START Dataset records

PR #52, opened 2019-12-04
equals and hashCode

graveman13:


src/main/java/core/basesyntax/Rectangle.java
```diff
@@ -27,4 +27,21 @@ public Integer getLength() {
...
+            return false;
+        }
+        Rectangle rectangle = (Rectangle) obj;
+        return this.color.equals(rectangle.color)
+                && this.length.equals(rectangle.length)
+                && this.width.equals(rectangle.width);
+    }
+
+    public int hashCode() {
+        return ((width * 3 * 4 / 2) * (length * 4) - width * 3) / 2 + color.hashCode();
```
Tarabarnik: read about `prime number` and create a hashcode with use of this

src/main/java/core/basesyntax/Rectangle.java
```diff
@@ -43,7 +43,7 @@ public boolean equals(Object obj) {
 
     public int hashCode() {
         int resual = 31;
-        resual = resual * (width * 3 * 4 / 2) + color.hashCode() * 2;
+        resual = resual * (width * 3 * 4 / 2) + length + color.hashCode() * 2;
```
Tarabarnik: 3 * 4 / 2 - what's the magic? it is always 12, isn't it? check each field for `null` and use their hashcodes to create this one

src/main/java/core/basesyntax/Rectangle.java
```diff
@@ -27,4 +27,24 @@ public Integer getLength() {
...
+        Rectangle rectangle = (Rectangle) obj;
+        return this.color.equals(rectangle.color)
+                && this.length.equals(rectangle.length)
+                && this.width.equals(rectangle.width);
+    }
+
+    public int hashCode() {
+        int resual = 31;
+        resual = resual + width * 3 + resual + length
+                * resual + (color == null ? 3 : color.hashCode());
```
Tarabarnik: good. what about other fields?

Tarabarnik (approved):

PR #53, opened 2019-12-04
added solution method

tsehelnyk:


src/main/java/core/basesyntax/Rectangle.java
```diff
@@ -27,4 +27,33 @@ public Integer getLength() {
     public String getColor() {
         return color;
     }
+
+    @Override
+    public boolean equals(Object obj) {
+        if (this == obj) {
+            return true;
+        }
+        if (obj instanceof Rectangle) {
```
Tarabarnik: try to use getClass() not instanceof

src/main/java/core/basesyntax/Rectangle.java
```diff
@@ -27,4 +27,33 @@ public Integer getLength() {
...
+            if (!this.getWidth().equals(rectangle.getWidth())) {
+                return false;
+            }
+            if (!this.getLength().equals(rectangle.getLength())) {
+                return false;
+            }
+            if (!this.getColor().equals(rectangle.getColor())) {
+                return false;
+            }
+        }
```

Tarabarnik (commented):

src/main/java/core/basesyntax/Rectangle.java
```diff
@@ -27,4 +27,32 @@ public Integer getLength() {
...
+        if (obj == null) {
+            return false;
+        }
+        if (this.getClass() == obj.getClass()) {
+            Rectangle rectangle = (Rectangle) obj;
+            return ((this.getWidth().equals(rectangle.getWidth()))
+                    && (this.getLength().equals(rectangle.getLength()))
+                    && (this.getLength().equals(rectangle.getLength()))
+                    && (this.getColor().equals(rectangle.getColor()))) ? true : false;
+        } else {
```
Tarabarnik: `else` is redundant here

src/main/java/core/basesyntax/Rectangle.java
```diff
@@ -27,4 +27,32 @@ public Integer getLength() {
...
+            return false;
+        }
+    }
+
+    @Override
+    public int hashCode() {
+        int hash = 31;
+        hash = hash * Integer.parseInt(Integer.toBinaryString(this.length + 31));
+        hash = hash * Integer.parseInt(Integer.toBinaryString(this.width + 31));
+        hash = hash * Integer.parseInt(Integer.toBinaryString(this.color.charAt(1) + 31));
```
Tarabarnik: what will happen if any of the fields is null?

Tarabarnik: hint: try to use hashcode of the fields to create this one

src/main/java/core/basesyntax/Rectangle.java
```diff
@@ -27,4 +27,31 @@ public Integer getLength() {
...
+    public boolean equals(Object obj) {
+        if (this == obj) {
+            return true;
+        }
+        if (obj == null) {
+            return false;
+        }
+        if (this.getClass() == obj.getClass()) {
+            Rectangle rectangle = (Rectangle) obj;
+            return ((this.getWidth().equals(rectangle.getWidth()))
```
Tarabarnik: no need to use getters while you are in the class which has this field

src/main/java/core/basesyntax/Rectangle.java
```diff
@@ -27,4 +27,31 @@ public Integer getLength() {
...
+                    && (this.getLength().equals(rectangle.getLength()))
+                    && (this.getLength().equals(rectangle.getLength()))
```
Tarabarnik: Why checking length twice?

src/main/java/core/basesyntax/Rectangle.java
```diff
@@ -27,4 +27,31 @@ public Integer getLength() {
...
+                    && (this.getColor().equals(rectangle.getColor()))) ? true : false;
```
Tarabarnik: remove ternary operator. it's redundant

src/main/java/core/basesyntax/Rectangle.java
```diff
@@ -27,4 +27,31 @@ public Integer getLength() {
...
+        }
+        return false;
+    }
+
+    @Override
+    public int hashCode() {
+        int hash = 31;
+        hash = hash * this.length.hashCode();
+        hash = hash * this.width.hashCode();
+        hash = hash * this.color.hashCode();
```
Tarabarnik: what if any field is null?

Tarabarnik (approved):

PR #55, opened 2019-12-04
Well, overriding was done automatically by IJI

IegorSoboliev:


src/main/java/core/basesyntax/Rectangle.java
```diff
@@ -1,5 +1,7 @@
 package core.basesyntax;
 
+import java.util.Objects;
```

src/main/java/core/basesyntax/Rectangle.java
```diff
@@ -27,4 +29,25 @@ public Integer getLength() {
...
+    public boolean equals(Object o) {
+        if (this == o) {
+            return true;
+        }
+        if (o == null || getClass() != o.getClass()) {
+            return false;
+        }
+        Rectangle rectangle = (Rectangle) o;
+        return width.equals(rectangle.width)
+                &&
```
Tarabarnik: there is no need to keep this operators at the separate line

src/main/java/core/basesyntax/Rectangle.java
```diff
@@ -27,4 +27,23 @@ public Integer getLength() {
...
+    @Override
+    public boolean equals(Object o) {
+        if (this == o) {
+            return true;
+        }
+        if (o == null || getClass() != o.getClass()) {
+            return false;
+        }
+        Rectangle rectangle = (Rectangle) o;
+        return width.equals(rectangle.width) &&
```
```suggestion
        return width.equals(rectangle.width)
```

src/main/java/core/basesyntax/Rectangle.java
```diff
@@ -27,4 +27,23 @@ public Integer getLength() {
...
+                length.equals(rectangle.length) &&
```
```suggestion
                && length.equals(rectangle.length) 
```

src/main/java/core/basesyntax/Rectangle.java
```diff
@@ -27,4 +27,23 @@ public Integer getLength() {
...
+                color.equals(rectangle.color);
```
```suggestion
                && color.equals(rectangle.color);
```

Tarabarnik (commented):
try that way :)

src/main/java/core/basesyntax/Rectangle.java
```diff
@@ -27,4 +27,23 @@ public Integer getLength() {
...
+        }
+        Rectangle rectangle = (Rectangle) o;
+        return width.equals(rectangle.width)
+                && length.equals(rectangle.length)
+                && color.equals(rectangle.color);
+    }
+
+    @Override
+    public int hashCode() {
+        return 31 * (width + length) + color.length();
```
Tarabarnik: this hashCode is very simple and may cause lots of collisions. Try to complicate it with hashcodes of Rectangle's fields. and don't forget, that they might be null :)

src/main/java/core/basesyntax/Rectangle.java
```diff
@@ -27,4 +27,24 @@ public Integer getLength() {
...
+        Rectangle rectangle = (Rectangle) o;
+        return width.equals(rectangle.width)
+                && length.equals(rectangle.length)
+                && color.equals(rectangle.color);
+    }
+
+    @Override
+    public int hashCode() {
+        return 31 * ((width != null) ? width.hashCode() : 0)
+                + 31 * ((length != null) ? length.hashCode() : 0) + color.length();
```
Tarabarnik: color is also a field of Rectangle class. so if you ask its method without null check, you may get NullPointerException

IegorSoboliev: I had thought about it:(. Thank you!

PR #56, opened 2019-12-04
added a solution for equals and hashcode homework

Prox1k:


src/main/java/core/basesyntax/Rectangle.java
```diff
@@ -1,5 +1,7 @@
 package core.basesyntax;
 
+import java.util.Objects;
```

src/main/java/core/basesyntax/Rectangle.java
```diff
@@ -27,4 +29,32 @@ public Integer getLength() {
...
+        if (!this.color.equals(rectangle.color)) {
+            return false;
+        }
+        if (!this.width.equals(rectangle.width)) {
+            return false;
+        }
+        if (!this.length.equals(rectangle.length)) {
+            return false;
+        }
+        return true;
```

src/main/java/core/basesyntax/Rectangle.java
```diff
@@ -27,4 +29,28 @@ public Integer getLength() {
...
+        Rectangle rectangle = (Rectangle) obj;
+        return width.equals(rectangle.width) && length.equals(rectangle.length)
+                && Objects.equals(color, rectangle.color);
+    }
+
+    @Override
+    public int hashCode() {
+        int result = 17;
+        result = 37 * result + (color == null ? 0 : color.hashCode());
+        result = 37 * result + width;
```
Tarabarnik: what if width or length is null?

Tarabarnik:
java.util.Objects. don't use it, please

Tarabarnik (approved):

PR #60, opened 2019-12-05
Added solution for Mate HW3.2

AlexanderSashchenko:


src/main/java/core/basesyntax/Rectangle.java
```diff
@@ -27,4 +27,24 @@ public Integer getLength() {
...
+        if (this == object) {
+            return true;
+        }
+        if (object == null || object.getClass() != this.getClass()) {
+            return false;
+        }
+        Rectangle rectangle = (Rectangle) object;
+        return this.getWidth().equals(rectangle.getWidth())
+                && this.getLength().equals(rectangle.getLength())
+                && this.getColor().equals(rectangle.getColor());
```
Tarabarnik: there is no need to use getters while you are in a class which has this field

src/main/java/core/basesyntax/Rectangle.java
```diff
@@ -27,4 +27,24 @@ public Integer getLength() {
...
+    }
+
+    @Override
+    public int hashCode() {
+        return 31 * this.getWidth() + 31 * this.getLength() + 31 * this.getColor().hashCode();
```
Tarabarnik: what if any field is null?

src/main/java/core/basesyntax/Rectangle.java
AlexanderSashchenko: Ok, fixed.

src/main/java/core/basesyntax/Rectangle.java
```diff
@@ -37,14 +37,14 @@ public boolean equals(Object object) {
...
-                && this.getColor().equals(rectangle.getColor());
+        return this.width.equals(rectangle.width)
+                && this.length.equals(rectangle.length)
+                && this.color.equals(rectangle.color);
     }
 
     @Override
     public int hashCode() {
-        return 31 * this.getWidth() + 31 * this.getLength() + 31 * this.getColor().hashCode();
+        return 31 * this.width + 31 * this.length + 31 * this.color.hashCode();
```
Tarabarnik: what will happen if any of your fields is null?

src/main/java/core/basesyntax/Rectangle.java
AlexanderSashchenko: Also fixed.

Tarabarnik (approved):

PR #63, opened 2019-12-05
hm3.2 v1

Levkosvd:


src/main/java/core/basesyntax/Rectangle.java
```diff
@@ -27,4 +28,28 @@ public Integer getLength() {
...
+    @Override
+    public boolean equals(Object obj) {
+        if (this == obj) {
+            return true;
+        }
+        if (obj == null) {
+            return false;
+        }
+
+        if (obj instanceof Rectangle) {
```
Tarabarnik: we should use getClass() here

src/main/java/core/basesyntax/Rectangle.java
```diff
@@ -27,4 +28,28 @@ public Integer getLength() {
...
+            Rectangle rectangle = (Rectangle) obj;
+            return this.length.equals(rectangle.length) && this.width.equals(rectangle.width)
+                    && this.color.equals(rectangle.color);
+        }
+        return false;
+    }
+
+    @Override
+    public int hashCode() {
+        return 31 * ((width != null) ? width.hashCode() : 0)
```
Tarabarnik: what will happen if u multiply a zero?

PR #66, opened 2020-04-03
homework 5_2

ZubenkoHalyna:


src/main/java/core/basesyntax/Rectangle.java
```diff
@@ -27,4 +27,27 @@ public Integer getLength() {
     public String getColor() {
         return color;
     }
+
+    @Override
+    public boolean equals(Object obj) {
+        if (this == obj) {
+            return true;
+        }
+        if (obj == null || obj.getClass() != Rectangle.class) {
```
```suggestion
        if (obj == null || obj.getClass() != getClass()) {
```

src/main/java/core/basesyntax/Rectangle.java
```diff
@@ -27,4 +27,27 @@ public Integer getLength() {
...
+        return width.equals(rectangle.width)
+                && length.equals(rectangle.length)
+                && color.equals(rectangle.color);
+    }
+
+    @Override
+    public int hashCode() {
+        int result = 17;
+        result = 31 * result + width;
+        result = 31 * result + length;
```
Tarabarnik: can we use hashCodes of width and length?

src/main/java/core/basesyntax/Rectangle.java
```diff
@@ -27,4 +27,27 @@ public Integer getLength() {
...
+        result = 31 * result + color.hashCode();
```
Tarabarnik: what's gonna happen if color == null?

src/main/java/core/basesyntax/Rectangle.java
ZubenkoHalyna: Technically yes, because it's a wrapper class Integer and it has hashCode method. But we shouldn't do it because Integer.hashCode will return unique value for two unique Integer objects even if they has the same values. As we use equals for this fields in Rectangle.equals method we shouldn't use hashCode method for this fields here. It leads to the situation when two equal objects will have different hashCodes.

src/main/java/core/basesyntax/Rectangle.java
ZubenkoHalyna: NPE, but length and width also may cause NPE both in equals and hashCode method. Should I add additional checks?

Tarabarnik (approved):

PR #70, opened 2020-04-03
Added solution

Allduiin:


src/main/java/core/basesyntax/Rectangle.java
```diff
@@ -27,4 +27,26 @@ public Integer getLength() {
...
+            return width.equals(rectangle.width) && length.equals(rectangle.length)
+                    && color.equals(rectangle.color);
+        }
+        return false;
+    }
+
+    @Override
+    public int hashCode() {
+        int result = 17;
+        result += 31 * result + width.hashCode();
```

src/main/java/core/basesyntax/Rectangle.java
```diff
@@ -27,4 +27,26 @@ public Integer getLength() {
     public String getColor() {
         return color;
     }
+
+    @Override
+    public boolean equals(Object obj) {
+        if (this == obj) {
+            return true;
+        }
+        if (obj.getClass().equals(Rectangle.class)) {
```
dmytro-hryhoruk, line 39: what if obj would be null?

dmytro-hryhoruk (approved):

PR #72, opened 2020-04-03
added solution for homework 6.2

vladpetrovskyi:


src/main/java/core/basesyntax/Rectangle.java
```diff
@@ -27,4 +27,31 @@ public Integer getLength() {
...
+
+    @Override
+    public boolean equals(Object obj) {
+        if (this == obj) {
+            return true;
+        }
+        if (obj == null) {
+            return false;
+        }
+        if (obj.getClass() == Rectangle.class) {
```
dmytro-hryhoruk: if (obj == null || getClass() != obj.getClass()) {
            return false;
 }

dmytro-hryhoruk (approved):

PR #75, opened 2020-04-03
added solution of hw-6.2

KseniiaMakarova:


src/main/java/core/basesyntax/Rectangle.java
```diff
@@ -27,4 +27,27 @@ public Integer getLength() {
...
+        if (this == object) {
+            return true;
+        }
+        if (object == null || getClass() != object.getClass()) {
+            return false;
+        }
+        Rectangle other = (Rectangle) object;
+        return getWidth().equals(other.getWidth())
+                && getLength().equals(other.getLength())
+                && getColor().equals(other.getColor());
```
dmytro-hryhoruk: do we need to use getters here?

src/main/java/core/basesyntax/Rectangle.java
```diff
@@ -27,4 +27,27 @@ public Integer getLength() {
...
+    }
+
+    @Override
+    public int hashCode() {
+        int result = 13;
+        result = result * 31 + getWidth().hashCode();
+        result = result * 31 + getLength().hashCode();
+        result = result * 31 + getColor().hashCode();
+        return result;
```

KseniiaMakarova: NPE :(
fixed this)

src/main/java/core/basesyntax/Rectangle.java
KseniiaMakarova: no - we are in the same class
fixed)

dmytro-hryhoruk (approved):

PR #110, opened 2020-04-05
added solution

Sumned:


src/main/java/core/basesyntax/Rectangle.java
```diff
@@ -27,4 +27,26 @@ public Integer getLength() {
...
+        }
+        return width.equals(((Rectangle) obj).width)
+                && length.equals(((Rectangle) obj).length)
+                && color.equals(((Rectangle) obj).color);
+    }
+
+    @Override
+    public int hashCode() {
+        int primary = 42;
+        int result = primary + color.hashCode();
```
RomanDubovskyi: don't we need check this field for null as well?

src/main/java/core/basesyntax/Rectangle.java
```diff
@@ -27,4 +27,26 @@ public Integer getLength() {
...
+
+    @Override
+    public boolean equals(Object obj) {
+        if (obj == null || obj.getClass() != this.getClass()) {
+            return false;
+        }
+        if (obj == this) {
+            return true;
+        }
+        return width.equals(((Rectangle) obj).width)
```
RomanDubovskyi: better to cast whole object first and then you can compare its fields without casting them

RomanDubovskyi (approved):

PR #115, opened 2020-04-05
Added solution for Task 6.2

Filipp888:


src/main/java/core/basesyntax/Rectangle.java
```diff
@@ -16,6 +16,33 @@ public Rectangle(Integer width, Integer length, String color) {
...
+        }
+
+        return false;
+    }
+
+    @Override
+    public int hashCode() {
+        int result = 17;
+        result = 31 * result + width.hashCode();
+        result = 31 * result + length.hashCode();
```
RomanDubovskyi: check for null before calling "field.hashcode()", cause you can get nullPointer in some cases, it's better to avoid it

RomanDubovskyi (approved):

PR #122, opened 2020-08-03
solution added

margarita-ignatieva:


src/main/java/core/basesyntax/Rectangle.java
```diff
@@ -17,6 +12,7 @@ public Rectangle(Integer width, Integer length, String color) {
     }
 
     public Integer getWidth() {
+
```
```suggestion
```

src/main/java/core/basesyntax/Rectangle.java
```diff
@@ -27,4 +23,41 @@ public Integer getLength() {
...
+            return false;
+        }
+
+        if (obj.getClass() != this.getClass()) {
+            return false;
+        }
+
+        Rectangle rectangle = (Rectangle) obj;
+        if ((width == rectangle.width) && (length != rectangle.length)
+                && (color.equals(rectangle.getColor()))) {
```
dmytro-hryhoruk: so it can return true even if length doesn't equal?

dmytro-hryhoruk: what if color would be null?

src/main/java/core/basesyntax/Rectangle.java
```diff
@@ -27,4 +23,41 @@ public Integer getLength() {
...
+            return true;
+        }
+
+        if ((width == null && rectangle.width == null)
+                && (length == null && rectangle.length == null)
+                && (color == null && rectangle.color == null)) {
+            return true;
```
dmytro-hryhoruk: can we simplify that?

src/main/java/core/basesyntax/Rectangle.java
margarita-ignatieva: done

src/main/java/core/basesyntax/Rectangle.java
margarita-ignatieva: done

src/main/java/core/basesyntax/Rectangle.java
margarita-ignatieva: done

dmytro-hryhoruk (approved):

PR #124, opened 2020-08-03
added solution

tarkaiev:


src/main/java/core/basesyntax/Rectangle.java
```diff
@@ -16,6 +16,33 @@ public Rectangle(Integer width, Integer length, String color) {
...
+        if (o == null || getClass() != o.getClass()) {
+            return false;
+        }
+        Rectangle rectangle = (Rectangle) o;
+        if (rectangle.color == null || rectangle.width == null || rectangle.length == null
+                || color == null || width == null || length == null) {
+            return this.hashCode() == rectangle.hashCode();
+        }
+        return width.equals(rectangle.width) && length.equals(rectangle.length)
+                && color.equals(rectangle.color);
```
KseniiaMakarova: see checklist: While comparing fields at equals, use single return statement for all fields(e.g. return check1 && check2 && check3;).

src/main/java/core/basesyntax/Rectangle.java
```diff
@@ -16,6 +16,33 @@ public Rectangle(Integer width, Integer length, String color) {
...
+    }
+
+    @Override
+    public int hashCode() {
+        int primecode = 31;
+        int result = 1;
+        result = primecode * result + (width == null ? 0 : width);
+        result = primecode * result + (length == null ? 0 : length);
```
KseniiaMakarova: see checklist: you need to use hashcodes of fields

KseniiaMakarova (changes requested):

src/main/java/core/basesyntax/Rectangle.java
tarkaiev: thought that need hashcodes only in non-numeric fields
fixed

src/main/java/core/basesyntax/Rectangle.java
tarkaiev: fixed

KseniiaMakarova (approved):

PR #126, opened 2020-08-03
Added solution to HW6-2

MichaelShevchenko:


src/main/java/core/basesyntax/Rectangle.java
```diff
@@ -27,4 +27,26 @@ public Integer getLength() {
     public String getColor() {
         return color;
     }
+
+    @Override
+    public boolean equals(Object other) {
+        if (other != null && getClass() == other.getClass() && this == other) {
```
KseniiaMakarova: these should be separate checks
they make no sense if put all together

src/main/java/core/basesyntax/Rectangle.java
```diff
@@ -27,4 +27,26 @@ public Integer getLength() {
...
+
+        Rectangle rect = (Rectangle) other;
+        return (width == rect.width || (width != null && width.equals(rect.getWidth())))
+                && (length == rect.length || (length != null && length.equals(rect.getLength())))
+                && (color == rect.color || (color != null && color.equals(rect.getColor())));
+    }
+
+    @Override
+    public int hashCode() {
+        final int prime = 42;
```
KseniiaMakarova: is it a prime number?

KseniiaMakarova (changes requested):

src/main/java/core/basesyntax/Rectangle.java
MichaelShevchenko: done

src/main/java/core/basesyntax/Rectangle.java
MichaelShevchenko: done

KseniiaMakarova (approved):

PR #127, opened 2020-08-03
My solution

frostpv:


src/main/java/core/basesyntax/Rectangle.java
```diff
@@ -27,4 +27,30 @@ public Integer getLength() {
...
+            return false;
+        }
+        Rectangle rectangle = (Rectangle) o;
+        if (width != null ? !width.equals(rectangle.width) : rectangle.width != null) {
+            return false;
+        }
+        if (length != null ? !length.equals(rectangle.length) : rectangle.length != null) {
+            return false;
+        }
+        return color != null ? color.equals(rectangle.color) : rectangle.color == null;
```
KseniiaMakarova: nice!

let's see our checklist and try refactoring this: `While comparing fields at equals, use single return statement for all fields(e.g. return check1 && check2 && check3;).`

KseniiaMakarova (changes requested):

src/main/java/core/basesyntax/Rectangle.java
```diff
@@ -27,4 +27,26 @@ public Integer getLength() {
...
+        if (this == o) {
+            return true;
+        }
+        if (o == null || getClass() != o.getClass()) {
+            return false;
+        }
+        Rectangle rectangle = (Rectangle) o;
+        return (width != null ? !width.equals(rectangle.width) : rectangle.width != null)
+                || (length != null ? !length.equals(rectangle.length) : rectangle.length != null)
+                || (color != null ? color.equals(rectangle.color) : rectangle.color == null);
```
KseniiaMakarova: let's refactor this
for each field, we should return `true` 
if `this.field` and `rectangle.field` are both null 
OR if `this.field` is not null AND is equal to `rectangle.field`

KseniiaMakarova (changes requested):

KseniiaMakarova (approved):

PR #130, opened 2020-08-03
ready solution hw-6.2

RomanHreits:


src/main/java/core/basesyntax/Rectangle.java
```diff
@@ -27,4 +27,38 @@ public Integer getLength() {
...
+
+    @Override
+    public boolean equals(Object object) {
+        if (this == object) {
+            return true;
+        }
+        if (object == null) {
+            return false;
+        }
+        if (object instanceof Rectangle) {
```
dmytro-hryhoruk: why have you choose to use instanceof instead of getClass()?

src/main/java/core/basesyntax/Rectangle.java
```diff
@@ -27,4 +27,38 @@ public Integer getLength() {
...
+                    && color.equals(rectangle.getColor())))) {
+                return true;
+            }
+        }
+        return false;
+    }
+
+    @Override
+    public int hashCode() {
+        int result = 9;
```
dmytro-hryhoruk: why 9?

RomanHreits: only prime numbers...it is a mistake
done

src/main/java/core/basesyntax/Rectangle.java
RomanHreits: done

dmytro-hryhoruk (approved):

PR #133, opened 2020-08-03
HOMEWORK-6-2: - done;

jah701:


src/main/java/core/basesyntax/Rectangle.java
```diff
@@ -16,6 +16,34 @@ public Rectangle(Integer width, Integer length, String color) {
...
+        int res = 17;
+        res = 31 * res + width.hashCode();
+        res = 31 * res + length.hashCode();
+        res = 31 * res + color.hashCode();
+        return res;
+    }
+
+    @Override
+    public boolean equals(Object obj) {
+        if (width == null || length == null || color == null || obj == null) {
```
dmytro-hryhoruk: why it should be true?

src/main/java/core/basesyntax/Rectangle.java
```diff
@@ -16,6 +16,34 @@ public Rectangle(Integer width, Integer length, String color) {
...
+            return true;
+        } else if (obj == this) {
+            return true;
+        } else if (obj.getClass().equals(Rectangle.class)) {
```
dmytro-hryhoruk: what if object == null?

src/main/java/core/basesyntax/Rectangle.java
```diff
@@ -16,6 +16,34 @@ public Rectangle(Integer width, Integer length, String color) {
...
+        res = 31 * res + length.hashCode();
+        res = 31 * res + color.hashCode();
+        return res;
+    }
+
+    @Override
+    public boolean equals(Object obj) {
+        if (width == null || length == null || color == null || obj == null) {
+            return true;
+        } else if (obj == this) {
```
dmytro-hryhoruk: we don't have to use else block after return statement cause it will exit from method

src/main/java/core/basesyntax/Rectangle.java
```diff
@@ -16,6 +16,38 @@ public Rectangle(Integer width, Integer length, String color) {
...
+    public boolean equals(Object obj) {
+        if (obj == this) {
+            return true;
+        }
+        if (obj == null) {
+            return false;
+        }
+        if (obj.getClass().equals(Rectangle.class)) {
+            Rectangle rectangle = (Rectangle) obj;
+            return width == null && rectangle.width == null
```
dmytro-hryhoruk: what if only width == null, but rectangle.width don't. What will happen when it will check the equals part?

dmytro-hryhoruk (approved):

END Dataset records

**What is required**
Check each line of the data for "only". Copy the lines where it turns up.

**Solution to this task**
tarkaiev: thought that need hashcodes only in non-numeric fields
RomanHreits: only prime numbers...it is a mistake
dmytro-hryhoruk: what if only width == null, but rectangle.width don't. What will happen when it will check the equals part?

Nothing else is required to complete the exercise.